___ RECORD EXCERPTS ___
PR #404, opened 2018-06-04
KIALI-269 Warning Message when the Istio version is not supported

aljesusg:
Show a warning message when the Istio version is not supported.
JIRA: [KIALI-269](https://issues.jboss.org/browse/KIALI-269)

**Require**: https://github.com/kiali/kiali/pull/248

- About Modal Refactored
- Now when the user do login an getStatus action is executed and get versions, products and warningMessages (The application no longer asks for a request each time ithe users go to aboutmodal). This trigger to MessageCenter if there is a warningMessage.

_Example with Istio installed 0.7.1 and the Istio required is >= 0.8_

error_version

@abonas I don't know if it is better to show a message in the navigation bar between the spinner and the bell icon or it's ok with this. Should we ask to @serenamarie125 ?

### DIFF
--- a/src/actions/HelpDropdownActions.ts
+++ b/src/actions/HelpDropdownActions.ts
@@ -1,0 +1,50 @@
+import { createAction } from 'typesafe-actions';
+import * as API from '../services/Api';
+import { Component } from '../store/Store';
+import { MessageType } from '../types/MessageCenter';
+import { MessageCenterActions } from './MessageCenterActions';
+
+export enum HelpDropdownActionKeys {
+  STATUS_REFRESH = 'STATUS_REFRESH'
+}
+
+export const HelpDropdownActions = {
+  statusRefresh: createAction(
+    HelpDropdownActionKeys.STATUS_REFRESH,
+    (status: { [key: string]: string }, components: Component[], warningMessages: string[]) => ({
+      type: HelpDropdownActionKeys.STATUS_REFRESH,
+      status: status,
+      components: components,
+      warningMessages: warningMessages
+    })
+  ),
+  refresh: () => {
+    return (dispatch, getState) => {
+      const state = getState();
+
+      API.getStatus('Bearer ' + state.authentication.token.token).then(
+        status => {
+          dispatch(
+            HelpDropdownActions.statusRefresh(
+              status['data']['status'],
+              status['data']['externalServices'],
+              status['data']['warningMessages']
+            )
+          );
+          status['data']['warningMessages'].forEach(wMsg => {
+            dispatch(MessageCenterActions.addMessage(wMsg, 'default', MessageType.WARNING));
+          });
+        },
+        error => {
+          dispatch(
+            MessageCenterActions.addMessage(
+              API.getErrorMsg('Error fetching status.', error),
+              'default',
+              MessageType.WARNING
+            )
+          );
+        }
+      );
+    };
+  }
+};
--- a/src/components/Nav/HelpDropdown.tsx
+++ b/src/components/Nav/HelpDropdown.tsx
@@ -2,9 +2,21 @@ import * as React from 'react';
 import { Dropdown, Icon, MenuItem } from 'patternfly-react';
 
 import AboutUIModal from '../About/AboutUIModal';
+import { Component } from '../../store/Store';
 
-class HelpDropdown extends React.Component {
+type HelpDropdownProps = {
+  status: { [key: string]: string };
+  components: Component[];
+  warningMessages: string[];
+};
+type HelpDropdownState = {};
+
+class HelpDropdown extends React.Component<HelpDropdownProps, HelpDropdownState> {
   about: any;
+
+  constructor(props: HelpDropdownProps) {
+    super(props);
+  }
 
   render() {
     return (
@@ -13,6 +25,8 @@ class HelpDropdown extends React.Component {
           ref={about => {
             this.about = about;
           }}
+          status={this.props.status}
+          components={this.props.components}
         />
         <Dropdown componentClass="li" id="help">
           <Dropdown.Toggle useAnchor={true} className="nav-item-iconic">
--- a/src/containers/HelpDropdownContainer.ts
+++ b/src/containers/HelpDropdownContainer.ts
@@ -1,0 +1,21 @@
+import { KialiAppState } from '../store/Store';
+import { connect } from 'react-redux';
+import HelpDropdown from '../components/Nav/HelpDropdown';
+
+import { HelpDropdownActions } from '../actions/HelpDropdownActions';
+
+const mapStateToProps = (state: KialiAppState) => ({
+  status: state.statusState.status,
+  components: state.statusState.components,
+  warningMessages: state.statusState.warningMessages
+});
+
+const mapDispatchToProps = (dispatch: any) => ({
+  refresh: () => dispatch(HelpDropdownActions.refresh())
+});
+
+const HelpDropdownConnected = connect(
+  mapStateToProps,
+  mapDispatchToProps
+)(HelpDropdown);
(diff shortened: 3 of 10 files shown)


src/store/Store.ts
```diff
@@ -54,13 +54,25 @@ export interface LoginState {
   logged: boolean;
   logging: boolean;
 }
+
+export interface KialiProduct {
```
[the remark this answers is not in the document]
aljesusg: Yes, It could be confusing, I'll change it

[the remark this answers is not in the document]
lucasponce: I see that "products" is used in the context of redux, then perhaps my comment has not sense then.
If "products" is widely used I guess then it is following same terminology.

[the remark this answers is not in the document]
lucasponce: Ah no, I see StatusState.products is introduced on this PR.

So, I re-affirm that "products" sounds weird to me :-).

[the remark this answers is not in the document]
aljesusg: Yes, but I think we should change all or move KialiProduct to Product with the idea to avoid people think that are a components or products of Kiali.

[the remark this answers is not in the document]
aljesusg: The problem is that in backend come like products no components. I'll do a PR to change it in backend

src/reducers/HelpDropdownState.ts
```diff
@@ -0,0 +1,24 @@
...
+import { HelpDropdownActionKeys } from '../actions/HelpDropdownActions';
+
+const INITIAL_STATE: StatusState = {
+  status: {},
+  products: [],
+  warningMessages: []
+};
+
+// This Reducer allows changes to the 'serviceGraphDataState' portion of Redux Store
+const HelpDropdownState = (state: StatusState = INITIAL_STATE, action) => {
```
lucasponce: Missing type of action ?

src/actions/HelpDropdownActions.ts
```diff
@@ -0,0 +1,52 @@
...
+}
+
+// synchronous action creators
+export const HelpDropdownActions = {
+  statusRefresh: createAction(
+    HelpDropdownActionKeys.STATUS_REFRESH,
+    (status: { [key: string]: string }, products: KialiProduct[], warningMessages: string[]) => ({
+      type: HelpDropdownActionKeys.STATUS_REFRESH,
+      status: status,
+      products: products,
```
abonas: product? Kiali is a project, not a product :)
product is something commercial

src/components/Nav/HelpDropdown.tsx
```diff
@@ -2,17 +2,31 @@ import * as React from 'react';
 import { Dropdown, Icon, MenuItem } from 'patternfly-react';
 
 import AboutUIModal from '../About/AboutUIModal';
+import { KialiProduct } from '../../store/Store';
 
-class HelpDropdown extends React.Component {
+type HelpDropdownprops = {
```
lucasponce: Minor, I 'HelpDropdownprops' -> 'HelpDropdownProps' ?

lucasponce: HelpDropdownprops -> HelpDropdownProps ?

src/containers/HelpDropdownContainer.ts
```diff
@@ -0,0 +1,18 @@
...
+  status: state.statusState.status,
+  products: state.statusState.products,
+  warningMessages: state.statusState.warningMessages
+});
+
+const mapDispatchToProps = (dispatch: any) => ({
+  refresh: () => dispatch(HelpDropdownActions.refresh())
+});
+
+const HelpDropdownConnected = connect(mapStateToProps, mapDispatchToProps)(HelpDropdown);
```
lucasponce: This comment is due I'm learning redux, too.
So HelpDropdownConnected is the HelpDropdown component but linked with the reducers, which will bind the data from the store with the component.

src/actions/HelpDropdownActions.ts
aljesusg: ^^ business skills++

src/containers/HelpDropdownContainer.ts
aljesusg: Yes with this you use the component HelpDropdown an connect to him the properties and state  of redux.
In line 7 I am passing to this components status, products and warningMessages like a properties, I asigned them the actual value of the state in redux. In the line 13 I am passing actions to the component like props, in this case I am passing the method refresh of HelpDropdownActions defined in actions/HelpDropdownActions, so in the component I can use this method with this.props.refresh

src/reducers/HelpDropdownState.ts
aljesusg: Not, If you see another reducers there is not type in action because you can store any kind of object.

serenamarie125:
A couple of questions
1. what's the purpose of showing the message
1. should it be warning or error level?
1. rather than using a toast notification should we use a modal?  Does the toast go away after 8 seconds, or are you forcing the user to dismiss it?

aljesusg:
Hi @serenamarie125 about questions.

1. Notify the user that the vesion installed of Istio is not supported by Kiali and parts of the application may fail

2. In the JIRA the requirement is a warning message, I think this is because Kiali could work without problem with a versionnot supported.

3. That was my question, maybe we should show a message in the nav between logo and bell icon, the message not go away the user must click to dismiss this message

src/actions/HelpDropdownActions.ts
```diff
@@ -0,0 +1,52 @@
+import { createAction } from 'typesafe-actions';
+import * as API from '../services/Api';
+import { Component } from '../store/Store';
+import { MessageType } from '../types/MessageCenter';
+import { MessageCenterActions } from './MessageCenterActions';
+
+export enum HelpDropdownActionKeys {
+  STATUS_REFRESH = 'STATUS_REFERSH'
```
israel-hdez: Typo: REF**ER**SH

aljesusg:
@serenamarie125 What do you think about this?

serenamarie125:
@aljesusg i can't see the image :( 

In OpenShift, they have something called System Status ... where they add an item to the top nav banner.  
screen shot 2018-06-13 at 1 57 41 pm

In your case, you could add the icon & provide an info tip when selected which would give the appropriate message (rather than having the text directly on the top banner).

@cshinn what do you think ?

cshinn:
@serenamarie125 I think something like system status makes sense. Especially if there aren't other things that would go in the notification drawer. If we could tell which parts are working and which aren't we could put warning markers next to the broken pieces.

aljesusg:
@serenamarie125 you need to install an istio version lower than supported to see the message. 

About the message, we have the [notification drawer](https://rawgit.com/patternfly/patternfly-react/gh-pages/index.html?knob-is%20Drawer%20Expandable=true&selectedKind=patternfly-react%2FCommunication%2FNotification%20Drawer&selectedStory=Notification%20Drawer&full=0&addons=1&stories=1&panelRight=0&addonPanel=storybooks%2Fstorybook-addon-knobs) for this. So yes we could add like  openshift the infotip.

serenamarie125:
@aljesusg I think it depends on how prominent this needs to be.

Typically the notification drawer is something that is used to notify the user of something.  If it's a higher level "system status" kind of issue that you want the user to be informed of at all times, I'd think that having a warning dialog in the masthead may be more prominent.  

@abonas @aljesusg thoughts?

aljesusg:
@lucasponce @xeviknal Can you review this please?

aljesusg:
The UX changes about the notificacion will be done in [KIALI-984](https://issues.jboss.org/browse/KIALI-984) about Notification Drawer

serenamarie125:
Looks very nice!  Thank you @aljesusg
___
§ TASK STATEMENT
Pick each line holding the word "browse" out of the data and copy it.

§ WRITTEN REPLY
JIRA: [KIALI-269](https://issues.jboss.org/browse/KIALI-269)
The UX changes about the notificacion will be done in [KIALI-984](https://issues.jboss.org/browse/KIALI-984) about Notification Drawer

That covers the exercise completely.